(RECORD EXTRACTS):

PR #1558, opened 2022-09-26
Fix MIoU metric when `self.total_union==0`

abhi-mosaic:
@mvpatel2000 Could you try this branch out with DeepLabV3 and let me know if it fixes the issue you were seeing?

### DIFF
--- a/composer/metrics/metrics.py
+++ b/composer/metrics/metrics.py
@@ -55,8 +55,9 @@ class MIoU(Metric):
 
     def compute(self):
         """Aggregate state across all processes and compute final metric."""
-        per_class_miou = self.total_intersect / self.total_union  # type: ignore (third-party)
-        per_class_miou[self.total_union == 0] = 0
+        total_intersect = self.total_intersect[self.total_union != 0]  # type: ignore (third-party)
+        total_union = self.total_union[self.total_union != 0]  # type: ignore (third-party)
+        per_class_miou = total_intersect / total_union
         return 100 * per_class_miou.mean()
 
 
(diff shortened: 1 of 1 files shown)


composer/metrics/metrics.py
```diff
@@ -55,7 +55,9 @@ def update(self, logits: Tensor, targets: Tensor):
 
     def compute(self):
         """Aggregate state across all processes and compute final metric."""
-        return 100 * (self.total_intersect / self.total_union).mean()  #type: ignore (third-party)
+        per_class_miou = self.total_intersect / self.total_union  # type: ignore (third-party)
+        per_class_miou[self.total_union == 0] = 0
+        return 100 * per_class_miou.mean()
```
mvpatel2000, line 60: Should we be excluding classes that aren't present instead of 0ing it out? CC: @Landanjs @coryMosaicML

mvpatel2000:
LGTM, fixes NaNs ([runs](https://wandb.ai/mosaic-ml/mihir-dice?workspace=user-mihirmosaic)). Will defer to Cory or Landan for approval

composer/metrics/metrics.py
coryMosaicML: Better to exclude, I think. What do you think @Landanjs?

coryMosaicML (approved):

composer/metrics/metrics.py
Landanjs: I think excluding makes more sense as well. Otherwise, the mIoU will be very small depending on the number of classes and how many are present.

Landanjs:
I will try running this, thank you for fixing my bug!

Landanjs (approved):
LGTM!

mvpatel2000 (approved):

PR #1561, opened 2022-09-26
Update context to raise errror

mvpatel2000:
Context now raises error if dist is not initialized instead of silently being skipped. Resolves https://mosaicml.atlassian.net/browse/CO-1107


hanlint (approved):
LGTM, should we add a test for this?

PR #1563, opened 2022-09-27
Add distributed sampler warning

mvpatel2000:
Adds warning on dataspec creation if no distributed sampler is provided. 

Note: Still a draft to get design right, might be buggy / need check to be moved around


mvpatel2000:
@hanlint I see a few options here:
1. Only emit a warning
2. Only emit an error (would anyone want to use something else? this seems too restrictive)
3. Emit warning and add a bool flag to let user skip warning (seems like weird design)
4. Autowrap distributed sampler and give user option to skip with bool flag
Let me know if you have any thoughts? Or we can move to design meeting

mvpatel2000:
Conclusion from poll w research: option 2 for now, with long term plan to do 4

composer/core/data_spec.py
```diff
@@ -174,14 +175,27 @@ def __init__(
...
+                     'or if the dataloader is mid-epoch. It is required that the training dataloader '
+                     'does not have an active iterator, so CPU dataset augmentations can be '
+                     'correctly inserted. To fix, please do not iterate over the dataloader before passing it into '
+                     'the Trainer.'))
+            world_size = dist.get_world_size()
+            if world_size > 1 and not (
+                (dataloader.sampler and isinstance(dataloader.sampler, DistributedSampler)) or
+                (dataloader.batch_sampler and isinstance(dataloader.batch_sampler, DistributedSampler))):
+                raise ValueError(f'The world_size({world_size}) > 1 but dataloader does not use '
+                                 'DistributedSampler. This will cause all ranks to train on the same '
```
hanlint, line 192: can you link to the torch docs for this?

hanlint (approved):
LGTM

composer/core/data_spec.py
```diff
@@ -174,14 +175,27 @@ def __init__(
...
+                                 'data, removing any benefit from multi-GPU training. To resolve this, '
+                                 'create a Dataloader with with DistributedSampler. For example, '
```
dakinggg, line 194: "with with" -> "with"

composer/core/data_spec.py
```diff
@@ -174,14 +175,30 @@ def __init__(
...
+                raise ValueError(
+                    ('The dataloader has an active iterator. This could occur '
+                     'if `persistent_workers=True` and the dataloader has already been iterated, '
+                     'or if the dataloader is mid-epoch. It is required that the training dataloader '
+                     'does not have an active iterator, so CPU dataset augmentations can be '
+                     'correctly inserted. To fix, please do not iterate over the dataloader before passing it into '
+                     'the Trainer.'))
+            world_size = dist.get_world_size()
+            if world_size > 1 and not (
+                (dataloader.sampler and isinstance(dataloader.sampler, DistributedSampler)) or
```
hanlint, line 189: So I just realized that (maybe?) with our streaming dataloader, a `DistributedSampler` should not be set: https://github.com/mosaicml/composer/blob/dev/composer/datasets/imagenet_hparams.py#L190

mvpatel2000: Per offline discussion, looks like we need a check to make sure its not an IterableDataset.

mvpatel2000:
> Mismatched elements: 1 / 5 (20.0%)
Greatest absolute difference: 3.3387914299964905e-07 at index (0, 0) (up to 1e-08 allowed)
Greatest relative difference: 8.56401274043212e-05 at index (0, 0) (up to 1e-05 allowed)

@hanlint  I think this is just bad thresholds. Can you do a closer pass just to double check on this though?

abhi-mosaic (approved):
The logic looks good to me, but could we also include a test that is missing the `DistributedSampler`, and checks that Composer throws a `ValueError` ?

tests/common/datasets.py
```diff
@@ -31,6 +33,22 @@ def __getitem__(self, index: int):
         return self.x[index], self.y[index]
 
 
+def get_random_classification_dataloader(
```
hanlint, line 36: On second thought, I would resist the urge to refactor the dataloader creation to some common file, but rather add dist.get_sampler below everywhere. It's more verbose, but also more readable and communicates the minimal set of argumenst needed to create the dataloader for the test; these rarely change so non DRY is what I would suggest.

tests/common/datasets.py
```diff
@@ -31,6 +33,22 @@ def __getitem__(self, index: int):
...
+    batch_size: int = 2,
```
hanlint, line 37: default batch size for dataloader is 1

hanlint (commented):
🤔 that test has been quite stable.. possible that some dataloader setting was changed incorrectly. 

See my note also on _not_ refactoring into a helper functions.

mvpatel2000:
Migrating this to https://github.com/mosaicml/composer/pull/1598 -- its easier to start from scratch than revert changes to all the tests

PR #1564, opened 2022-09-27
GLU Fixes

mvpatel2000:
Some quality of life improvements:
- does not error out if GLU is applied more than once, and instead a warning is emitted
- improvements to error messages to be more clear


alextrott16 (approved):
LGTM

dskhudia (approved):

PR #1567, opened 2022-09-28
Update comet links to include query params and point to main site

dakinggg:
- Change main comet link to point to the main site instead of the docs
- Add query params to all comet links

Items 1 and 5 in CO-1104


eracah (approved):
LGTM!
Thanks, @dakinggg !

PR #1570, opened 2022-09-29
Comet example

dakinggg:
Adds CometML in a couple places in the documentation, including the main logging example.

@eracah let me know if we should add a more dedicated example somewhere too. I don't think it would contain anything additional except setting the api key.

Item 4 from CO-1104


eracah (approved):
Perfect! LGTM. Thanks for doing these, @dakinggg!

PR #1571, opened 2022-09-29
Add missing _enabled flag, post_close, and clean up comet ml tests

dakinggg:
- Call experiment.end in post_close
- Log a Created from value to CometML
- Refactor test to be more complete

Items 2 and 3 from CO-1104
Also fixes CO-1160

Run from v0.10.0 branch: https://www.comet.com/mosaic-ml/daniel-test/92f7bd9ec1a948408fccfd59eb47f0bc?experiment-tab=chart&showOutliers=true&smoothing=0&transformY=smoothing&xAxis=step
Run from the commit in this PR on top of v0.10.0 (not on top of dev, because MNIST example is broken on dev right now): https://www.comet.com/mosaic-ml/daniel-test/dca086a1a5b1453f9640d9c165d38bb4?experiment-tab=chart&showOutliers=true&smoothing=0&transformY=smoothing&xAxis=step

Can see that the run on v0.10.0 branch (1:27pm) has an extra ghost experiment, while the run with this PR (1:22pm) does not 
Screen Shot 2022-09-29 at 1 30 12 PM

BERT run from this PR: https://www.comet.com/mosaic-ml/daniel-test/a80735743905431da12661c664f7e52f?experiment-tab=chart&showOutliers=true&smoothing=0&transformY=smoothing&xAxis=step

### DIFF
--- a/tests/loggers/test_cometml_logger.py
+++ b/tests/loggers/test_cometml_logger.py
@@ -1,15 +1,122 @@
 # Copyright 2022 MosaicML Composer authors
 # SPDX-License-Identifier: Apache-2.0
-
 import os
 import zipfile
+from collections import defaultdict
 from json import JSONDecoder
 from pathlib import Path
 
 import pytest
+from torch.utils.data import DataLoader
+
+from composer.trainer import Trainer
+from tests.common import RandomClassificationDataset, SimpleModel
 
 
-def test_comet_ml_logging(monkeypatch, tmp_path):
+def test_comet_ml_logging_train_loop(monkeypatch, tmp_path):
+    pytest.importorskip('comet_ml', reason='comet_ml is optional')
+    import comet_ml
+
+    monkeypatch.setattr(comet_ml, 'Experiment', comet_ml.OfflineExperiment)
+    from composer.loggers import CometMLLogger
+
+    # Set offline directory.
+    offline_directory = str(tmp_path / Path('.my_cometml_runs'))
+    os.environ['COMET_OFFLINE_DIRECTORY'] = offline_directory
+
+    comet_logger = CometMLLogger()
+
+    trainer = Trainer(
+        model=SimpleModel(),
+        train_dataloader=DataLoader(RandomClassificationDataset()),
+        train_subset_num_batches=2,
+        max_duration='2ep',
+        loggers=comet_logger,
+    )
+    trainer.fit()
+
+    del trainer
+
+    assert comet_logger.experiment is not None
+
+    # Open, decompress, decode, and extract offline dump of metrics.
+    comet_exp_dump_filepath = str(Path(offline_directory) / Path(comet_logger.experiment.id).with_suffix('.zip'))
+    zf = zipfile.ZipFile(comet_exp_dump_filepath)
+    comet_logs_path = zf.extract('messages.json', path=offline_directory)
+    jd = JSONDecoder()
+    msg_type_to_msgs = defaultdict(list)
+
+    with open(comet_logs_path) as f:
+        for line in f.readlines():
+            parsed_line = jd.decode(line)
+            msg_type_to_msgs[parsed_line['type']].append(parsed_line['payload'])
+
+    # Check that init set the run name
+    assert comet_logger.name is not None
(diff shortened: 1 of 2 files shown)


tests/loggers/test_cometml_logger.py
```diff
@@ -1,15 +1,122 @@
...
+    msg_type_to_msgs = defaultdict(list)
+
+    with open(comet_logs_path) as f:
+        for line in f.readlines():
+            parsed_line = jd.decode(line)
+            msg_type_to_msgs[parsed_line['type']].append(parsed_line['payload'])
+
+    # Check that init set the run name
+    assert comet_logger.name is not None
+    assert comet_logger.experiment.name is not None
```
eracah, line 56: The name won't be None if it's not set. It will actually be a randomly chosen name, so the best way to check if it is set is to check if it's value is correct.
```suggestion
    assert comet_logger.experiment.name == trainer.state.run_name
```
You'd have to remove the `del trainer` line here also.

tests/loggers/test_cometml_logger.py
```diff
@@ -1,15 +1,122 @@
...
+
+    # Check that basic metrics appear in the comet logs
+    assert len([
+        metric_msg for metric_msg in msg_type_to_msgs['metric_msg'] if metric_msg['metric']['metricName'] == 'epoch'
+    ]) == 2
+
+    # Check that basic params appear in the comet logs
+    assert len([
+        metric_msg for metric_msg in msg_type_to_msgs['metric_msg'] if metric_msg['metric']['metricName'] == 'epoch'
+    ]) > 0
```
eracah, line 66: wait shouldn't this be
```suggestion
    assert len([
        param_msg for param_msg in msg_type_to_msgs['parameter_msg'] if param_msg['param']['paramName'] == 'rank_zero_seed'
    ]) > 0
```
or something like this?

tests/loggers/test_cometml_logger.py
```diff
@@ -1,15 +1,122 @@
...
+    comet_exp_dump_filepath = str(Path(offline_directory) / Path(comet_logger.experiment.id).with_suffix('.zip'))
+    zf = zipfile.ZipFile(comet_exp_dump_filepath)
+    comet_logs_path = zf.extract('messages.json', path=offline_directory)
+    jd = JSONDecoder()
+    msg_type_to_msgs = defaultdict(list)
+
+    with open(comet_logs_path) as f:
+        for line in f.readlines():
+            parsed_line = jd.decode(line)
+            msg_type_to_msgs[parsed_line['type']].append(parsed_line['payload'])
```
eracah, line 52: Nice! A much cleaner implementation than `test_comet_ml_log_metrics_and_hyperparameters`

tests/loggers/test_cometml_logger.py
```diff
@@ -1,15 +1,122 @@
...
+        train_subset_num_batches=2,
+        max_duration='2ep',
+        loggers=comet_logger,
+    )
+    trainer.fit()
+
+    del trainer
+
+    assert comet_logger.experiment is not None
+
```
eracah, line 41: could you check for experiment ended here?
```suggestion
assert comet_logger.experiment.ended
```

eracah (changes requested):
Thanks for doing this! looks pretty good! Just a couple concerns regarding checking for name setting and checking for hyparams/params.

tests/loggers/test_cometml_logger.py
dakinggg: ah, this none check was to satisfy the type checker, but yes, i should add a check for ended as well

tests/loggers/test_cometml_logger.py
dakinggg: ah good point. I have to `del trainer` so that `experiment.end()` is called, but I'll just save the correct name before that.

tests/loggers/test_cometml_logger.py
dakinggg: Indeed it should

eracah (approved):
LGTM! Thanks, @dakinggg !

Issue #239, opened 2018-05-10
Include lane column/number in sample sheets for multilane sequencers


tanaes:
Original issue name: Need per-lane pool assignment in 'Prepare sequencing run' interface

Currently, there is no mechanism to assign sequence pools to individual lanes (e.g. 8 lanes of HiSeq4000 or 2 lanes of HiSeq2500). 

I'd imagine that we'd want to have the interface load the number of lane slots appropriate to the sequencing instrument once that instrument is loaded, and then allow just a single pool to be added per lane.

AmandaBirmingham:
It appears this issue is a bit different than originally thought.  The existing code in labman.db.process.SequencingProcess.create expects to take in "The pools being sequenced, in lane order", and it does store the lane numbers associated with each pool (as implied by that order) into the qiita.sequencing_process_lanes table.  I checked with Greg H. today, and he says that he is ok (at least for now) with the lane number for each pool being implied by the order in which it is added to the sequencing run.

Unfortunately, the existing code DOESN'T output the lane information into the sample sheets produced, which is a bug.  Greg indicates that for both 16s and shotgun sample sheets, for sequencers that have more than one lane, each row should start with a "Lane" column holding the (1-based) lane number.  For 16s (amplicon) sample sheets (only), there should be one row per lane and each row should have the prescribed string of Ns in the index column.

AmandaBirmingham:
Did a bit of investigation here; the labman.db.process.SequencingProcess. _generate_shotgun_sample_sheet method IS lane-aware (via _format_sample_sheet_data).  However, _generate_amplicon_sample_sheet is NOT, and will need a bit of a rewrite to make it so.

AmandaBirmingham:
@qiyunzhu please take a look at the details above watch this space in case I get any more info from Greg :)

qiyunzhu:
@AmandaBirmingham Yes I am tracking this thread :) Thanks for all the information!

qiyunzhu:
Hi @tanaes @AmandaBirmingham I created a pull request #268 to address this issue.

Currently, the "Lane" column has been successfully added to the amplicon sample sheet. This was achieved by modifying the `_generate_amplicon_sample_sheet` function.

However I felt that this function was originally flawed. It only generates one row of the whole sample sheet, rather than the entire sample list, as the counterpart `_generate_shotgun_sample_sheet` does.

(EXERCISE REQUIREMENTS): Going through the listing above, copy out every line that has the string "dakinggg".

(RESPONSE FOR THIS EXERCISE):
dakinggg, line 194: "with with" -> "with"
dakinggg:
Thanks, @dakinggg !
dakinggg:
Perfect! LGTM. Thanks for doing these, @dakinggg!
dakinggg:
dakinggg: ah, this none check was to satisfy the type checker, but yes, i should add a check for ended as well
dakinggg: ah good point. I have to `del trainer` so that `experiment.end()` is called, but I'll just save the correct name before that.
dakinggg: Indeed it should
LGTM! Thanks, @dakinggg !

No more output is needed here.